By relying on staff who don’t have the same specialized training and who are paid less, in-office surgeons are able to complete more butt lifts per day and charge a lower price.
“They’re doing it simultaneously in three or four different rooms, and it’s being done by one surgeon,” said Mofid, a plastic surgeon in San Diego, adding that he doesn’t do more than one Brazilian butt lift in a day. “The surgeon is not doing the operations. They are the attendees.”
Basu said patients should ask if their doctor has permission to perform the same procedure at a hospital or ambulatory surgery center, where stricter rules apply than office surgery centers as to who can perform butt lifts and how. must be done.
Bargain-seekers are reminded that cosmetic surgery can have other serious risks in addition to deadly fat clots, including infection and puncture of organs, as well as problems with the kidneys, heart and lungs.
Ruston’s surgery was performed by a board-certified plastic surgeon she found on Instagram. He originally quoted her $4,995, which he said he paid in full before surgery. But when he arrived in Miami, he said, the clinic added charges for liposuction and for post-surgical garments and devices.

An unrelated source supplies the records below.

Issue #2860, opened 2020-06-03
Ability to reuse a handler when linking 3scale to workload


PhilipGough:
**Describe the solution you'd like**
cc @lucasponce: 
Currently it seems to be that when selecting a workload to be integrated with 3scale through the wizard, each integration creates a separate handler, instance and rule.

“I ended up paying like $8,000,” Ruston said. A few days after returning to her Lake Alfred home, she said, she began to feel dizzy and weak and called 911.
Paramedics took her to an emergency room, where doctors diagnosed her with anemia due to blood loss and blood and abdominal infections, her medical records show.
“If I could go back in time,” he said, “I wouldn’t do it again.”
KHN’s Chaseedaw Giles contributed to this report.
KHN (Kaiser Health News) is a national newsroom that produces detailed journalism on health issues. Along with Policy Analysis and Polling, KHN is one of the three main operating programs of the KFF (Kaiser Family Foundation). KFF is an endowed non-profit organization that provides information on health issues to the nation.